Dans ces techniques de séchage en continu, le support peut aussi être constitué d'un film souple qui est intégré dans le feuilleté final. Des films de ce type sont notamment des films de polyoléfines (polyéthylène, polypropylène) et des films de polytéréphtalate d'éthylène glycol (PTFE).
Les exemples suivants illustrent l'invention de façon détaillée.
Exemple comparatif 1.
Une composition à base de silicate de sodium industrielle de rapport molaire apparent SiO2/Na2O égal à 3,35, de 65% en poids d'eau, comprend en outre 6% en poids de glycérine et 0,25% en poids de TMAH.

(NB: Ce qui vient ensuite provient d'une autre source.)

PR #1179, opened 2024-10-15
allow Squeezeplay to display date in parentheses next to the album

kerneljake:
This patch allows Squeezeplay to display the date in parentheses next to the album in Now Playing.  This makes it behave similar to Material.   No modifications to Squeezeplay are required.

image

This is my first ever LMS pull request, so I’m looking for feedback and guidance if I’m off the mark here.

test plan:
- Squeezplay (Now Playing widget) on Linux & macOS
  - local FLAC, local mp3, and Radio Paradise interactive FLAC streams - shows year in parentheses correctly
  - Asterisk radio station - no effect
- Radio - same effect as seen in Squeezeplay above
- Transporter - no effect
- Squeezer on Android - no effect
- Orange Squeeze on Android - doubles the date "Like This (2009) (2009)" when enabled

### DIFF
--- a/Slim/Control/Queries.pm
+++ b/Slim/Control/Queries.pm
@@ -3981,7 +3981,7 @@ sub statusQuery {
 
 		if ( $menuMode ) {
 			# Set required tags for menuMode
-			$tags = 'aAlKNcxJ';
+			$tags = 'aAlKNcxJy';
 		}
 		# DD - total playtime for the current playlist, nothing else returned
 		elsif ( $tags =~ /DD/ ) {
@@ -5105,7 +5105,7 @@ sub _addJivePlaylistControls {
 
 # **********************************************************************
 # *** This is a performance-critical method ***
-# Take cake to understand the performance implications of any changes.
+# Take care to understand the performance implications of any changes.
 
 sub _addJiveSong {
 	my $request   = shift; # request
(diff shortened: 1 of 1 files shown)


Slim/Control/Queries.pm
```diff
@@ -5105,7 +5105,7 @@ sub _addJivePlaylistControls {
 
 # **********************************************************************
 # *** This is a performance-critical method ***
-# Take cake to understand the performance implications of any changes.
+# Take care to understand the performance implications of any changes.
```
michaelherger, line 5108: The truth lies in the cake, doesn't it? 😁

michaelherger (commented):
Looking good for a first PR! Thanks!

Unfortunately I'm a big hesitant to merge at this point, as I could imagine this to cause quite a bit of opinionated discussions... "I want to be able to turn this off!". People don't like changes to what they became used to seeing.

So what I'd suggest is to wait for 9.0 to be released and put this in whatever comes next (9.1). And you could make it depend on the `showYear` pref: there's an option to "show year with albums" in the standard web UI. This mostly applies to album lists and such, but could probably satisfy some of the naysayers.

And please also test with online radio stations and such. Thanks!

michaelherger:
Any plans to follow up?

kerneljake:
I added a preferences check in the most recent commit 2a44ad17.  I originally authored this prior to the DCO policy -- do I need to resubmit?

Cette solution est coulée sur une feuille de verre "float" de 3mm d'épaisseur bordée par un cordon d'étanchéité maintenant la solution. Après séchage jusqu'à une teneur en eau de 24% en poids de la couche, on forme un feuilleté avec une deuxième feuille de verre de 3mm d'épaisseur. La température de fluage Td mesurée est de 428°C.
Exemple comparatif 2.
Une composition à base de silicate de sodium industrielle de rapport molaire apparent SiO2/Na2O égal à 3,85, de 70% en poids d'eau, comprend en outre 5% en poids de glycérine et 0,50% en poids de TMAH.

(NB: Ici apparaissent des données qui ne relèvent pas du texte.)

PR #1579, opened 2026-05-24
Add opt-in pref `mergeContributorsByName` for album-artist contributor matching

### LINKED ISSUE #1578: Album-artist contributors with the same name are split when MBIDs differ, with no opt-out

Cette composition est séchée jusqu'à une teneur en eau analogue à celle de l'exemple comparatif 1. Elle entre ensuite de la même façon dans un assemblage feuilleté dont chaque feuille de verre est de 3mm d'épaisseur.
La détermination de la température de fluage Td montre une valeur de 464°C.
Exemple 1.
Partant d'une solution de silicate de sodium de rapport molaire 3,85 dont la teneur pondérale en eau est de 70% on prépare une composition à rapport molaire plus élevé. Pour cela à 1000g de solution de silicate on ajoute 145g de suspension de silice colloïdale comprenant 30% en poids de silice (produit commercialisé sous le nom de Ludox HS 30), 60 g de glycérine et 3g de TMAH. Le rapport molaire du mélange SiO2ZNa2O est de 4,6.
Le mélange est homogénéisé par agitation intense, puis séché jusqu'à une teneur en eau de 28% en poids. On constitue comme précédemment un assemblage feuilleté comprenant deux feuilles de verre de 3mm d'épaisseur de part et d'autre de la couche intumescente.
La température de fluage de la couche intumescente du vitrage est mesurée à 523°C.
L'accroissement du rapport molaire dans les conditions de l'invention se traduit par une augmentation significative de la température de fluage de la couche intumescente.
Exemple 2.
Une composition est préparée comme à l'exemple 1 à partir de la même solution de silicate industrielle de rapport molaire 3,85. On ajoute cette fois 191g de suspension de silice à 50% en poids de silice (commercialisée sous le nom de Ludox TM 50).
Le rapport molaire est de 5,5 et la teneur en eau de la couche intumescente est de 30%.
La température de fluage dans la même structure à deux feuilles de verre de 3mm d'épaisseur chacune est de 537°C.
Exemple 3.
Le mélange est préparé comme à l'exemple précédent. A 1000g de solution de silicate on ajoute cette fois 608g de suspension de silice à 30% en poids de silice.
Le rapport molaire s'établit à 7. Après séchage la teneur en eau est de 33% en poids de la couche. La température de fluage est alors de 548°C.
Les exemples précédents montrent l'importance de la composition de la couche intumescente et particulièrement du rapport molaire SiO2/Na2O sur le caractère "réfractaire" des vitrages.
Bien entendu les assemblages réalisés à partir des couches intumescentes préparées selon les modalités de l'invention ne se limitent pas à la combinaison comportant une couche intumescente entre deux feuilles de verre. Des assemblages variés comportant plusieurs couches intumescentes associées à plusieurs feuilles de verre permettent d'accroître les propriétés de résistance au feu.